The Harper greeted him with a charge up from the ground that brought one balled fist in under the fishmonger's chin and thrust him off his feet to bounce halfway across the street-bowling over a Watch patrolman who with his fellows had just formed a ring of drawn swords around a dripping and furious Narnra.

The Watchman's fall allowed her to bolt through the space he'd been standing in-which meant she came sprinting out of the mists right into Rhauligan's arms.

Ducking and twisting at the last moment, she slid under his grasp-though his fingers raked a bruising trail along Narnra's slick, slimy-wet flank-and ran down the street, dodging twice as she heard his boots thundering on the cobbles right behind her.

The Watchmen were running too, blades and cudgels waving in all directions, so the first canal Narnra saw, safely on the other side of the street from the one that had erupted in tentacles, she sprang into. Rhauligan's splash fountained in the roiling aftermath of hers.

The Watchmen skidded to a stop at the edge of the churning, dock-slapping water, shook their heads, and turned away. "Report 'em as drowned-lovers' dispute gone ugly, both fell in with the fishes. Unidentified outlanders, the both of them, so retrieval not our duty. Write it down, Therry," Rhauligan heard one of them growl, as he followed Narnra's dark, wet head around a corner into a narrow side-canal. He was recalling, with ever-increasing verve, just how much he'd never liked Marsember.

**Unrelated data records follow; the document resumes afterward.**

PR #1870, opened 2026-01-15
Add ergonomic Client class for testing MCP servers

### LINKED ISSUE #1728: Add ergonomic test client for testing MCP servers
## Summary

Provide a dedicated test client that simplifies testing MCP servers without the boilerplate of manually setting up transports, streams, and context managers.

## Motivation

Currently, testing an MCP server requires:
- Setting up `stdio_client` or similar transport
- Managing multiple nested context managers (transport + session)
- Wiring up memory streams manually

This creates friction for both SDK users writing tests for their servers and for the SDK's own test suite.

## Goal

Something analogous to FastAPI's `TestClient` / Starlette's test client pattern - a simple way to instantiate a client against a server instance and make requests without transport ceremony.

---

felixweinberger:
## Summary

Adds a high-level `Client` class that provides an ergonomic API for testing MCP servers with in-memory transport.

## Motivation and Context

Testing MCP servers currently requires using the verbose `create_connected_server_and_client_session` function. This PR introduces a simpler API:

```python
from mcp import Client

mcp = FastMCP("test")

@mcp.tool()
def add(a: int, b: int) -> int:
    return a + b

async with Client(mcp) as client:
    result = await client.call_tool("add", {"a": 1, "b": 2})
```

Related issues:
- Closes #1728

## How Has This Been Tested?

- 24 new tests for `Client` and `InMemoryTransport`
- Migrated existing tests from `create_connected_server_and_client_session` to new API
- Full test suite passes

## Breaking Changes

- Removed `create_connected_server_and_client_session` from `mcp.shared.memory` (v2 breaking change)

## Types of changes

Steam was curling out of various windows and hatches in the stone buildings that rose on both sides of the canal-straight up out of its waters, most of them, without jetties or perch-porches, though crumbling scars of stone here and there marked where such features had once been ere barge collisions, gnawing waves, and the claws of winter ice removed them. Rusting crane-arms festooned with the decaying remnants of ropes, pulleys, and wooden block-and-tackles jutted from some of the building walls, but to reach them from the water even the most nimble of Waterdhavian thieves would have had to fly-or had a boat much taller than any barge to clamber up.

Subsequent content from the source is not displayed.